=== Instructions to follow ===
Provide only the number of lines in the records below that include "mockConfig".

=== Data for analysis ===
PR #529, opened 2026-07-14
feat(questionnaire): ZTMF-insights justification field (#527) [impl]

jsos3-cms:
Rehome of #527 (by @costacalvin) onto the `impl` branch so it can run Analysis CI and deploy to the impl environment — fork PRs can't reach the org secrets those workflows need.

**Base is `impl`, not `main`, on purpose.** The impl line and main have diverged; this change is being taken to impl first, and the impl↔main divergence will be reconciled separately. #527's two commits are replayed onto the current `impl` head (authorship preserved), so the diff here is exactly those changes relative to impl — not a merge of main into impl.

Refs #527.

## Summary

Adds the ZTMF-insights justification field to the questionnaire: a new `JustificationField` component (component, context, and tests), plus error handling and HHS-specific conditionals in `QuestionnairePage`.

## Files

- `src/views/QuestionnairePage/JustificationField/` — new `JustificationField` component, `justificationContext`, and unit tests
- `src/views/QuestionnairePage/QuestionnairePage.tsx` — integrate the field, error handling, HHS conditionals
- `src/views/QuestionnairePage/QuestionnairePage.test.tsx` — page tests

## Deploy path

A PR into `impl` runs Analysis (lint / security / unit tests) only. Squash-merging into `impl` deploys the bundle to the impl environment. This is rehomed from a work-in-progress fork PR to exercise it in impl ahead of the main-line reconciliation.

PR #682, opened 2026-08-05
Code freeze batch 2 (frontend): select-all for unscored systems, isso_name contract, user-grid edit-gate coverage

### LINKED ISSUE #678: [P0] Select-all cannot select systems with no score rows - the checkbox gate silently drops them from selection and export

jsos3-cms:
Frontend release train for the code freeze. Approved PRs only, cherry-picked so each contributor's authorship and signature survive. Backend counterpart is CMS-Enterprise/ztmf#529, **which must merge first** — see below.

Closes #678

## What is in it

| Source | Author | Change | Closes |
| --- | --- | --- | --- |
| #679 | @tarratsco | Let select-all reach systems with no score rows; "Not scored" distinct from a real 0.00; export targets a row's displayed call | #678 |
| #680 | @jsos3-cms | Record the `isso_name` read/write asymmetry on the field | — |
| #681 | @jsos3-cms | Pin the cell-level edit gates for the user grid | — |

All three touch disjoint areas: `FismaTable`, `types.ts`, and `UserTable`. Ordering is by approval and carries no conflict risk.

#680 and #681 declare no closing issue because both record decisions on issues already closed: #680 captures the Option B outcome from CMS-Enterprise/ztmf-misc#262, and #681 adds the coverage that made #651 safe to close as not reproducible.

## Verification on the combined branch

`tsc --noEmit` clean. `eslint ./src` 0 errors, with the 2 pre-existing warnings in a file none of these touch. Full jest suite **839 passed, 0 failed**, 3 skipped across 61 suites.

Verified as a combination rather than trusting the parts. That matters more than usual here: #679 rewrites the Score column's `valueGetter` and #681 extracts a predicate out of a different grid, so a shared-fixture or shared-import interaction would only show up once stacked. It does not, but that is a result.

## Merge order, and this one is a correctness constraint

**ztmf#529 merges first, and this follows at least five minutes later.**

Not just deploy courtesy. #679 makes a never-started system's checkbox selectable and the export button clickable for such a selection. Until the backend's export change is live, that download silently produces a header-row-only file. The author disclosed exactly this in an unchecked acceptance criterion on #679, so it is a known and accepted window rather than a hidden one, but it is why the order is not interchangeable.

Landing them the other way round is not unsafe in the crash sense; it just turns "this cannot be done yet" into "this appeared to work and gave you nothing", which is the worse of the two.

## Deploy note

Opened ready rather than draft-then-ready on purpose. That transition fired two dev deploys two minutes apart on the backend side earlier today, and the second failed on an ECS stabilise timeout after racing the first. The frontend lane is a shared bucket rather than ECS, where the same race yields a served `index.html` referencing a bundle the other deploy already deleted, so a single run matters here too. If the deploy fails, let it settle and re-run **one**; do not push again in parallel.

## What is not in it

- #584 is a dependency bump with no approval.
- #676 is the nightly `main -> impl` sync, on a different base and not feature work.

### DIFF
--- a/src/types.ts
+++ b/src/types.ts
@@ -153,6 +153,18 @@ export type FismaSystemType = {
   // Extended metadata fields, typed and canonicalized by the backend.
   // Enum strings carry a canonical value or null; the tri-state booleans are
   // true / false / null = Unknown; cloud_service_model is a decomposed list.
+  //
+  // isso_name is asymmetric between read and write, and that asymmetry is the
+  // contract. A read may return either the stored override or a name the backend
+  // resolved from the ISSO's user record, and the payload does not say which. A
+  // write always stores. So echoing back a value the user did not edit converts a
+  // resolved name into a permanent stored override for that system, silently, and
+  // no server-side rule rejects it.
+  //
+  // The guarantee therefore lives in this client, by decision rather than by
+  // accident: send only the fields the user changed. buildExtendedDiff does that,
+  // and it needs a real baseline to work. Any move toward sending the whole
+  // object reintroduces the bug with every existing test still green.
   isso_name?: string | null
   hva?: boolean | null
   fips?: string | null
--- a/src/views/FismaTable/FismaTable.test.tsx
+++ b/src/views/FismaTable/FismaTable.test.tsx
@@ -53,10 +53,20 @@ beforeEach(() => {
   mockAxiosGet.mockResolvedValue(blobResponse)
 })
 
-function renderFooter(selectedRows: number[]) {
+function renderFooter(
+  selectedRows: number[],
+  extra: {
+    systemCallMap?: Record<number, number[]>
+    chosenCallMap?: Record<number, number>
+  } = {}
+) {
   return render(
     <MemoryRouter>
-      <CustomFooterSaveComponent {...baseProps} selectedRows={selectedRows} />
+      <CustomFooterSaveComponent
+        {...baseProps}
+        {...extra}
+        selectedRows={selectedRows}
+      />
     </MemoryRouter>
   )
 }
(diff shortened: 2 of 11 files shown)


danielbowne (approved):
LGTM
---
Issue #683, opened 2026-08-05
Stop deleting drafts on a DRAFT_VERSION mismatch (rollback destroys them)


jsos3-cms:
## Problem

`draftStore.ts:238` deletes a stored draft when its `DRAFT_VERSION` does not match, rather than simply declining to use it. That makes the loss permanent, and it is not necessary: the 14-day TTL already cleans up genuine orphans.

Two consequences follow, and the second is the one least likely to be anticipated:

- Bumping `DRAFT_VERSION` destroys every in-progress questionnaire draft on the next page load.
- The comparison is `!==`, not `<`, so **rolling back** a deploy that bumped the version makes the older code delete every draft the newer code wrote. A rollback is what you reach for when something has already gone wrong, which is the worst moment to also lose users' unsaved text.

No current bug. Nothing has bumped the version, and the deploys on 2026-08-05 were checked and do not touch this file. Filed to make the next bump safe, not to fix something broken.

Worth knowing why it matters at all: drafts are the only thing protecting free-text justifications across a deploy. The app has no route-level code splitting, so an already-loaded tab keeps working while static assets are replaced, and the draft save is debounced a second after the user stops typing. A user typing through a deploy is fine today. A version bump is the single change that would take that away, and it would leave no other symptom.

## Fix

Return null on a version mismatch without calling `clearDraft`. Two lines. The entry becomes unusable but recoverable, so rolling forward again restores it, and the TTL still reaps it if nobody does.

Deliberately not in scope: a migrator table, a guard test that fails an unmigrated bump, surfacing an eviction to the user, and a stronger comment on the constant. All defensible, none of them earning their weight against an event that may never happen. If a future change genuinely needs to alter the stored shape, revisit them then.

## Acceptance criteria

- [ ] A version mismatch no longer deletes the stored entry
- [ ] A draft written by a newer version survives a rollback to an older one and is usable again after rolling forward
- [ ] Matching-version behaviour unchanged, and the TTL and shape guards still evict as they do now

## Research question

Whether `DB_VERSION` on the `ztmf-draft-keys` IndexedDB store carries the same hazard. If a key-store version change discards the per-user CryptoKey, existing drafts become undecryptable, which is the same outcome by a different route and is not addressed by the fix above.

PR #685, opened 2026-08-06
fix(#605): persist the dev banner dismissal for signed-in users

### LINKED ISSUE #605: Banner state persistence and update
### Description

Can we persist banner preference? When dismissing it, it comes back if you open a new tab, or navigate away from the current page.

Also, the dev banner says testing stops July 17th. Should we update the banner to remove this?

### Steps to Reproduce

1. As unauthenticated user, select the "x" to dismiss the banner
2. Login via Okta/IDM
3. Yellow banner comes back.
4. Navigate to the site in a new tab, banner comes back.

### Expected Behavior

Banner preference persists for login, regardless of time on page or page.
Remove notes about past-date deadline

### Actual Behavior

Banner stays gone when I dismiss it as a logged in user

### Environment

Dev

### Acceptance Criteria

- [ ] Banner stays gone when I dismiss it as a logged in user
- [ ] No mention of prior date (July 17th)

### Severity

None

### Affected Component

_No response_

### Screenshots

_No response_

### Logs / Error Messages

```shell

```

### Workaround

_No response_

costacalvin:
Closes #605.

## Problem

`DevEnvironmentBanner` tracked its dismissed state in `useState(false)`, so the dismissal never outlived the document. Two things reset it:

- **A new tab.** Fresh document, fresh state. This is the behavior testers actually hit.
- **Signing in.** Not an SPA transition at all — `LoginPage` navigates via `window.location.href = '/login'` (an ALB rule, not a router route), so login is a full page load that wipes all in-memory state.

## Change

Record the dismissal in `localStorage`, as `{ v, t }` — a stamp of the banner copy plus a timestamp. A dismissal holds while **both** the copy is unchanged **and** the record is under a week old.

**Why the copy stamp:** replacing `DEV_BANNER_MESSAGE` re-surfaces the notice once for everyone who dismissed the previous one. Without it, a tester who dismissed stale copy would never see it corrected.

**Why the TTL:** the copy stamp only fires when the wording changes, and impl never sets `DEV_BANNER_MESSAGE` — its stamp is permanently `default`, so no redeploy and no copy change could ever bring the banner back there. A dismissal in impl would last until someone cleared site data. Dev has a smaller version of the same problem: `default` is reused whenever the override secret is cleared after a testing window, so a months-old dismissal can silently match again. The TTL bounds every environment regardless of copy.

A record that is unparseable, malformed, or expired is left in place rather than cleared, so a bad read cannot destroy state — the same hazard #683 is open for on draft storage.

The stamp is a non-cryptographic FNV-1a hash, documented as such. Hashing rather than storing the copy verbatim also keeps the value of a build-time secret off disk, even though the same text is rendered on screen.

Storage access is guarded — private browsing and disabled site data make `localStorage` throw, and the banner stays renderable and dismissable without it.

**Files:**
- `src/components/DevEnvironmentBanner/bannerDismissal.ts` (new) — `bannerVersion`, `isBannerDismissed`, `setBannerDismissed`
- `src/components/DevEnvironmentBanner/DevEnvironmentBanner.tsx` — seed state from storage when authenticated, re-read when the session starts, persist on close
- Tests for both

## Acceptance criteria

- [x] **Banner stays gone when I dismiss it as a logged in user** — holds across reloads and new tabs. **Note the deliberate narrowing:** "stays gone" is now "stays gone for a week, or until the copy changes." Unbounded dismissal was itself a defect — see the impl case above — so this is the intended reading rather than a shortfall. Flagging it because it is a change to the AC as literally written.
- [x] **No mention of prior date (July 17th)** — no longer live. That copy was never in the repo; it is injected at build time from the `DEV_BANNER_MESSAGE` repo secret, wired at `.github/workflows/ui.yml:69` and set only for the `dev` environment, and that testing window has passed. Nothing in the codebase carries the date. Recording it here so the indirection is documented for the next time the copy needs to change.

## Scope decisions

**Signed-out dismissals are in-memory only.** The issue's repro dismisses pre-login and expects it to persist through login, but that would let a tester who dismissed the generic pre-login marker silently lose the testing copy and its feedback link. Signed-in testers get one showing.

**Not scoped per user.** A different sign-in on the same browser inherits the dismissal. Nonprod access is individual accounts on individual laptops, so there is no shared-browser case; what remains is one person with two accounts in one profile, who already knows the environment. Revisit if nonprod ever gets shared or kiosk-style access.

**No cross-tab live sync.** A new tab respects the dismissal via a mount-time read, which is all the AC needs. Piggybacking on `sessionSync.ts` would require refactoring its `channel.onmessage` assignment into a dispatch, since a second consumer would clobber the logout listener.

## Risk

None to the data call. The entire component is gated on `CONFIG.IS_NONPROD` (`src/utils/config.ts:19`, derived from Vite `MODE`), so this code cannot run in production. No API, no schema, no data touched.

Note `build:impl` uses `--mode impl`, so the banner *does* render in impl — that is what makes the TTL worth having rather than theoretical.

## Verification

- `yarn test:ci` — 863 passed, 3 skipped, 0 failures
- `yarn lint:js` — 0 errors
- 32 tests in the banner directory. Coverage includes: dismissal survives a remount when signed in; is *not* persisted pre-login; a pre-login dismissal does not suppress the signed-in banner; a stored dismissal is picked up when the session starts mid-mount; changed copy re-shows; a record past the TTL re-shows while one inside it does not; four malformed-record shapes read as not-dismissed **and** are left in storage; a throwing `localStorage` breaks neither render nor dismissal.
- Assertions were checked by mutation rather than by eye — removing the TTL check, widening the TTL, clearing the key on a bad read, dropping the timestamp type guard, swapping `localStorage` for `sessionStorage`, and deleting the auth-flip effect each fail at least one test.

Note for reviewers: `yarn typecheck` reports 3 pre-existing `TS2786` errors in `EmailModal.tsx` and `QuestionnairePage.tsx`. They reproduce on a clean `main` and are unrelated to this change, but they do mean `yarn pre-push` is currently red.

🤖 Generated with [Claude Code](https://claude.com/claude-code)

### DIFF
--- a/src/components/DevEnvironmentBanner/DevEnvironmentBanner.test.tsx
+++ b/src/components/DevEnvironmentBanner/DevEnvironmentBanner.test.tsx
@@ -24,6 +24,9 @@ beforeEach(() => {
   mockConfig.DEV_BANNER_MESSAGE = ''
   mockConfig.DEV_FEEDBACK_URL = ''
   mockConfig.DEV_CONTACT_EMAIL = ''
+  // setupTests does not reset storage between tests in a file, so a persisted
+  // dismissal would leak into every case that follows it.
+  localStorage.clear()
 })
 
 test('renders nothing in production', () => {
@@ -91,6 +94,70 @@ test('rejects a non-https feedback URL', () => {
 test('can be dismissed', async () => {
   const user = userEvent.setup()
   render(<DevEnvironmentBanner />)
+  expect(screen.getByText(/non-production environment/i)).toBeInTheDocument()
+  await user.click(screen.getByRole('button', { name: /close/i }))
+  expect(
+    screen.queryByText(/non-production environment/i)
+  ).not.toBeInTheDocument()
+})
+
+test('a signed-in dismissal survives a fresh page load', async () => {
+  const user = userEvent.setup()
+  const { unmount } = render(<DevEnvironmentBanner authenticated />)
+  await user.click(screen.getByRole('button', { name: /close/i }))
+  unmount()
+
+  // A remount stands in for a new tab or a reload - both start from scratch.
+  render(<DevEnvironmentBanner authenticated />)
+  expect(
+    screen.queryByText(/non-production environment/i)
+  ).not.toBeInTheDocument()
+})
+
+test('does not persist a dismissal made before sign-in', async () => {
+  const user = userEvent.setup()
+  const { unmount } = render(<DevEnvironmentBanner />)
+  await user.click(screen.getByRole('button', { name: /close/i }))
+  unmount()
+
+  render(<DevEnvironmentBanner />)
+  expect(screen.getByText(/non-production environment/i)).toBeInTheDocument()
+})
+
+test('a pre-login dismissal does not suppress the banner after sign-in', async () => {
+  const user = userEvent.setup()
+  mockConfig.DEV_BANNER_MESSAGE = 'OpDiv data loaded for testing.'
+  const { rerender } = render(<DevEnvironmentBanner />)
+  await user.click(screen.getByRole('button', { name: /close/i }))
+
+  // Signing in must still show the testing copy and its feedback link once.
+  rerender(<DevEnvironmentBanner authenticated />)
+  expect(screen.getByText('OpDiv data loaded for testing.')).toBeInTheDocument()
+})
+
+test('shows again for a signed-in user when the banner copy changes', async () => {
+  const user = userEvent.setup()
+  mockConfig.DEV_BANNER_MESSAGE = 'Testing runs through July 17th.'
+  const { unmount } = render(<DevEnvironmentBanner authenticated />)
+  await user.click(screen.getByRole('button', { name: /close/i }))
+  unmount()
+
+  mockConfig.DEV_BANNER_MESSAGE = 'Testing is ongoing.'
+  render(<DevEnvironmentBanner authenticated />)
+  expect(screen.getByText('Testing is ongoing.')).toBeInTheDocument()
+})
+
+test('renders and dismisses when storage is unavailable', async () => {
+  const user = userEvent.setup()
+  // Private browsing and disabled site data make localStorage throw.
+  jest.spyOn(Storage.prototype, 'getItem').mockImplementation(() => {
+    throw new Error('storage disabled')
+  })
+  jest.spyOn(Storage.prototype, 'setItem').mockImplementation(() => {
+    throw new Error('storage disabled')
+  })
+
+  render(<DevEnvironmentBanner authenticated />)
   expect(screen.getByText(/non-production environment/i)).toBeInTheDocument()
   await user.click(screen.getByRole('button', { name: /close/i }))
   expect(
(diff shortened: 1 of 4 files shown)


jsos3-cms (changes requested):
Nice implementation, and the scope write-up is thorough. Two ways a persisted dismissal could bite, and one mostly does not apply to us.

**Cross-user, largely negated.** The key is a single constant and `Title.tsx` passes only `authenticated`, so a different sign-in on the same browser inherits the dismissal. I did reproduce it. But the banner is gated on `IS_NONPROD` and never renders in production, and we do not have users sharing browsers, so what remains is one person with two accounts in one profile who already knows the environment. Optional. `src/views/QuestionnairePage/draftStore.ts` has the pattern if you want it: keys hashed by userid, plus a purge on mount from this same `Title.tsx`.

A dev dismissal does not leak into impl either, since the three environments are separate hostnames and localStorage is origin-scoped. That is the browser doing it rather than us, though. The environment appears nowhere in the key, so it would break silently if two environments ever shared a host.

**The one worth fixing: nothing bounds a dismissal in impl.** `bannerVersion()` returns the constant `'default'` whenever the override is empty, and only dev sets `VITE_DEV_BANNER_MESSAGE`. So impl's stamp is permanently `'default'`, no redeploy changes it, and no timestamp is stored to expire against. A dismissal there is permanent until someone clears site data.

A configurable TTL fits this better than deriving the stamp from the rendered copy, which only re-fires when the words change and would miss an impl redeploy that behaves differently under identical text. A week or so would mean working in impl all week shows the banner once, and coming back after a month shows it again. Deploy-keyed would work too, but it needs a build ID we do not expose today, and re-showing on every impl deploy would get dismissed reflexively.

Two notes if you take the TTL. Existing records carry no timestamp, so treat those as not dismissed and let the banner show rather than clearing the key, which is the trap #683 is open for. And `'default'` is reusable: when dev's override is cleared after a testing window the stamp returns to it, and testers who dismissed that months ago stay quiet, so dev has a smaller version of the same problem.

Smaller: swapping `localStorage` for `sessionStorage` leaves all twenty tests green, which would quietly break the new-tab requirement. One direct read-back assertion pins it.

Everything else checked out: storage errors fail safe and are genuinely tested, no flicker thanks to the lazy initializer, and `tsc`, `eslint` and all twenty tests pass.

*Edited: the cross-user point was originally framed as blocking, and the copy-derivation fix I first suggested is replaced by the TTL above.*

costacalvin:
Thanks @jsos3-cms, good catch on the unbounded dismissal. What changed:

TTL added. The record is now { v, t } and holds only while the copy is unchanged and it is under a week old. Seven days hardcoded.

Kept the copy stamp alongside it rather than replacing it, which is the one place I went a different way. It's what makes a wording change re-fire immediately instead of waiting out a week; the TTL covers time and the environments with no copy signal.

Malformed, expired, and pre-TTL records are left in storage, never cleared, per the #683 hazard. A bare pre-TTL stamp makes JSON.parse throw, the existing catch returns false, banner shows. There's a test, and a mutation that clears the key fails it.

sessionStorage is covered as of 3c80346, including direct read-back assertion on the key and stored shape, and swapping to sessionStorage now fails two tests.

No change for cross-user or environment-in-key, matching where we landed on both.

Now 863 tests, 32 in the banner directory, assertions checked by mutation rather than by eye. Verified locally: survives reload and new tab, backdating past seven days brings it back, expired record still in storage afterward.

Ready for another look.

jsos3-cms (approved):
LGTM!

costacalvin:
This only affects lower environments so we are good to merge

=== Written reply ===
6